Change-Id: I7d1907f35cc4899379073759be2f7cce24e51e9d
Signed-off-by: Manuel Bottini <manuel.bottini@arm.com>
Reviewed-on: https://review.mlplatform.org/c/1327
Reviewed-by: Gian Marco Iodice <gianmarco.iodice@arm.com>
Comments-Addressed: Arm Jenkins <bsgcomp@arm.com>
Tested-by: Arm Jenkins <bsgcomp@arm.com>
diff --git a/arm_compute/runtime/CL/functions/CLFuseBatchNormalization.h b/arm_compute/runtime/CL/functions/CLFuseBatchNormalization.h
index 4e7f1cb..50385d4 100644
--- a/arm_compute/runtime/CL/functions/CLFuseBatchNormalization.h
+++ b/arm_compute/runtime/CL/functions/CLFuseBatchNormalization.h
@@ -1,5 +1,5 @@
 /*
- * Copyright (c) 2018 ARM Limited.
+ * Copyright (c) 2018-2019 ARM Limited.
  *
  * SPDX-License-Identifier: MIT
  *
@@ -51,41 +51,43 @@
     ~CLFuseBatchNormalization() = default;
     /** Set the input and output tensors.
      *
-     * @param[in]  conv_weights  Convolution layer weights tensor. Data type supported: F16/F32
-     * @param[in]  bn_mean       Batch normalization layer mean tensor. Same as @p conv_weights
-     * @param[in]  bn_var        Batch normalization layer variance tensor. Same as @p conv_weights
-     * @param[out] fused_weights Output fused weights tensor. It can be a nullptr in case of in-place computation. Same as @p conv_weights
-     * @param[out] fused_bias    Output fused bias tensor. It can be a nullptr in case of in-place computation and conv_bias != nullptr. Same as @p conv_weights
-     * @param[in]  conv_bias     (Optional) Convolution layer bias tensor. It can be a nullptr in case the bias tensor is not required. Same as @p conv_weights
-     * @param[in]  bn_beta       (Optional) Batch normalization layer beta tensor. It can be a nullptr in case the beta tensor is not required. Same as @p conv_weights
+     * @param[in]  input_weights Input weights tensor for convolution or depthwise convolution layer. Data type supported: F16/F32. Data layout supported: NCHW, NHWC
+     * @param[in]  bn_mean       Batch normalization layer mean tensor. Same as @p input_weights
+     * @param[in]  bn_var        Batch normalization layer variance tensor. Same as @p input_weights
+     * @param[out] fused_weights Output fused weights tensor. It can be a nullptr in case of in-place computation. Same as @p input_weights
+     * @param[out] fused_bias    Output fused bias tensor. It can be a nullptr in case of in-place computation and input_bias != nullptr. Same as @p input_weights
+     * @param[in]  input_bias    (Optional) Input bias tensor for convolution or depthwise convolution layer. It can be a nullptr in case the bias tensor is not required. Same as @p input_weights
+     * @param[in]  bn_beta       (Optional) Batch normalization layer beta tensor. It can be a nullptr in case the beta tensor is not required. Same as @p input_weights
      *                           @note if nullptr, bn_beta is set to 0.0
-     * @param[in]  bn_gamma      (Optional) Batch normalization layer gamma tensor. It can be a nullptr in case the gamma tensor is not required. Same as @p conv_weights
+     * @param[in]  bn_gamma      (Optional) Batch normalization layer gamma tensor. It can be a nullptr in case the gamma tensor is not required. Same as @p input_weights
      *                           @note if nullptr, bn_gamma is set to 1.0
      * @param[in]  epsilon       (Optional) Batch normalization layer epsilon parameter. Defaults to 0.001f.

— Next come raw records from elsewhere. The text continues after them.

PR #2299, opened 2024-10-14
p2p sync: restart on recoverable error

CHr15F0x:
This PR plugs a few holes in the p2p sync logic:

|Sync Type|Was|Now|
|------------|----|----|
|Checkpoint|bails without retrying, if L1 API fails|Loop forever until L1 API returns some valid checkpoint, then proceed with checkpoint sync iteration|
|Checkpoint|retry on every error % L1 (see :arrow_up:) |bail on fatal errors, retry on other|
|Track|bail on first error|retry if error is recoverable|

_Fatal errors_  fall in the `SyncError[2]::Other` category, which means for example DB, or runtime related.
All other errors are recoverable assuming that config is valid. These errors stem from temporary problems like network partition (which is indistinguishable from increased latency, hence peers unavailable) or outright malicious or _sloopy_ peers (ie. who treat the protocol standard without enough attention to detail but most of the time are good enough, bugs also fall into this category).

I also added a tiny utility to handle `Arc<anyhow::Error>` in a more convenient way in cases when we want to "unwrap" to avoid Arc-ing the error at the caller. Lemme know if you reckon this could be a standalone crate not to pollute `pathfinder-common`.

Testing:
- I did some manual tests so far with some hacked L1 api which fails a few times in a row
- I did the same with recoverable and non-recoverable errors
- I raised an issue for some ["proper" tests](https://github.com/eqlabs/pathfinder/issues/2300) too

### DIFF
--- a/crates/common/src/error.rs
+++ b/crates/common/src/error.rs
@@ -1,0 +1,94 @@
+use std::sync::Arc;
+
+/// This trait is a workaround for [anyhow::Error] not being clonable.
+///
+/// Most of the time you can use `Arc<anyhow::Error>` instead of `anyhow::Error`
+/// to circumvent `anyhow::Error` not being `Clone`. However, in some cases, you
+/// might need to "unwrap" the Arc-ed error. This trait provides a way to do
+/// that.
+pub trait AnyhowExt {
+    /// Clones the error by doing `to_string` on each item in the chain.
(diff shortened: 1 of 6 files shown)


CHr15F0x:
Transient test failure due to timeout on gh action.

kkovaacs (approved):

t00ts (approved):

+     * @param[in]  fbn_type      (Optional) Fused batch normalization type. Defaults to Convolution.
      */
-    void configure(const ICLTensor *conv_weights, const ICLTensor *bn_mean, const ICLTensor *bn_var, ICLTensor *fused_weights, ICLTensor *fused_bias,
-                   const ICLTensor *conv_bias = nullptr, const ICLTensor *bn_beta = nullptr, const ICLTensor *bn_gamma = nullptr,
-                   float epsilon = 0.001f);
+    void configure(const ICLTensor *input_weights, const ICLTensor *bn_mean, const ICLTensor *bn_var, ICLTensor *fused_weights, ICLTensor *fused_bias,
+                   const ICLTensor *input_bias = nullptr, const ICLTensor *bn_beta = nullptr, const ICLTensor *bn_gamma = nullptr,
+                   float epsilon = 0.001f, FuseBatchNormalizationType fbn_type = FuseBatchNormalizationType::CONVOLUTION);
     /** Static function to check if given info will lead to a valid configuration of @ref CLFuseBatchNormalization
      *
-     * @param[in]  conv_weights  Convolution layer weights tensor info. Data type supported: F16/F32
-     * @param[in]  bn_mean       Batch normalization layer mean tensor info. Same as @p conv_weights
-     * @param[in]  bn_var        Batch normalization layer variance tensor info. Same as @p conv_weights
-     * @param[out] fused_weights Output fused weights tensor info. It can be a nullptr in case of in-place computation. Same as @p conv_weights
-     * @param[out] fused_bias    Output fused bias tensor info. It can be a nullptr in case of in-place computation and conv_bias != nullptr. Same as @p conv_weights
-     * @param[in]  conv_bias     (Optional) Convolution layer bias tensor info. It can be a nullptr in case the bias tensor is not required. Same as @p conv_weights
-     * @param[in]  bn_beta       (Optional) Batch normalization layer beta tensor info. It can be a nullptr in case the beta tensor is not required. Same as @p conv_weights
-     *                           @note if nullptr, bn_beta is set to 0.0
-     * @param[in]  bn_gamma      (Optional) Batch normalization layer gamma tensor info. It can be a nullptr in case the gamma tensor is not required. Same as @p conv_weights
-     *                           @note if nullptr, bn_gamma is set to 1.0
-     * @param[in]  epsilon       (Optional) Batch normalization layer epsilon parameter. Defaults to 0.001f.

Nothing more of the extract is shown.